• Task directions: Show all the lines in the data below that include the word "about".
+++ Data records
PR #197, opened 2019-05-23
Changed UID Offset Plugin to generic Parameter Offset Plugin

MattTaylorDLS:


GDYendell:
Git has not tracked the rename of the cpp file. If you care about the history of that you could add an additional commit where you only rename the files.

MattTaylorDLS:
Weird that it managed to track the rename of the other two. I'm not so fussed about the history or it so happy for its history to be lost

frameProcessor/src/ParameterAdjustmentPlugin.cpp
```diff
@@ -0,0 +1,150 @@
...
+  }
+
+  // Apply any parameter adjustments
+  if (current_parameter_adjustments_.size() != 0)
+  {
+    std::map<std::string, int64_t>::iterator iter;
+    for (iter = current_parameter_adjustments_.begin(); iter != current_parameter_adjustments_.end(); ++iter) {
+      uint64_t param_value = frame->get_frame_number() + iter->second;
+      frame->meta_data().set_parameter<uint64_t>(iter->first, param_value);
+    }
```
skyfrench: I was expecting this to adjust the parameter value by adding the parameter adjustment to the current value of the parameter? This sets the new parameter value to the frame number + the adjustment?

frameProcessor/src/ParameterAdjustmentPlugin.cpp
```diff
@@ -0,0 +1,150 @@
...
+ * Perform processing on the frame. For the ParameterAdjustmentPlugin class we
+ * adjust confiugred parameters by the configured amount, adding the parameter if needed
+ *
+ * \param[in] frame - Pointer to a Frame object.
+ */
+void ParameterAdjustmentPlugin::process_frame(boost::shared_ptr<Frame> frame)
+{
+  if (frame->get_frame_number() == first_frame_number_)
+  {
+    // If at first frame, set the current adjustments to the the configured ones to apply from now on
```
timcnicholls: Why does this need to latch the configured adjustment in when the first frame number is seen? What happens if that isn't know at first, or the first frame is dropped for some reason?

frameProcessor/src/ParameterAdjustmentPlugin.cpp
```diff
@@ -0,0 +1,150 @@
...
+    LOG4CXX_DEBUG(logger_, "Setting current parameter adjustments to configured values");
+    current_parameter_adjustments_ = configured_parameter_adjustments_;
+  }
+
+  // Apply any parameter adjustments
+  if (current_parameter_adjustments_.size() != 0)
+  {
+    std::map<std::string, int64_t>::iterator iter;
+    for (iter = current_parameter_adjustments_.begin(); iter != current_parameter_adjustments_.end(); ++iter) {
+      uint64_t param_value = frame->get_frame_number() + iter->second;
```
timcnicholls: Can parameters only be adjusted relative the the current frame number, rather than by an absolute amount?

frameProcessor/include/ParameterAdjustmentPlugin.h
```diff
@@ -49,14 +48,14 @@ class UIDAdjustmentPlugin : public FrameProcessorPlugin
 
   /** Pointer to logger */
   LoggerPtr logger_;
-  /** UID adjustment currently in use **/
-  uint64_t current_uid_adjustment_;
-  /** UID adjustment configured to be used from next first frame onwards **/
-  uint64_t configured_uid_adjustment_;
+  /** Parameter adjustments currently in use **/
+  std::map<std::string, int64_t> current_parameter_adjustments_;
+  /** Parameter adjustments configured to be used from next first frame onwards **/
```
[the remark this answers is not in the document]
MattTaylorDLS: It is a tricky concept to explain in a limited number of words!

frameProcessor/src/ParameterAdjustmentPlugin.cpp
MattTaylorDLS: Yes I think this is what we decided in the meeting that we had. This plugin will just add the configured number to the frame_number to get a new number which it sets to the parameter.

frameProcessor/src/ParameterAdjustmentPlugin.cpp
MattTaylorDLS: Because we need some way of configuring it, but not have it affect any frames that are still passing through the chain. As there's no way to tell what 'acquisition' you're on from within a plugin, we have to say only apply it from the next frame onwards.
This is the way it used to work for the old UID plugin, and works for the Offset plugin.
]If the first frame is dropped, at the time, we said that's just unfortunate.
++++++
• Solution for this exercise:
Git has not tracked the rename of the cpp file. If you care about the history of that you could add an additional commit where you only rename the files.
Weird that it managed to track the rename of the other two. I'm not so fussed about the history or it so happy for its history to be lost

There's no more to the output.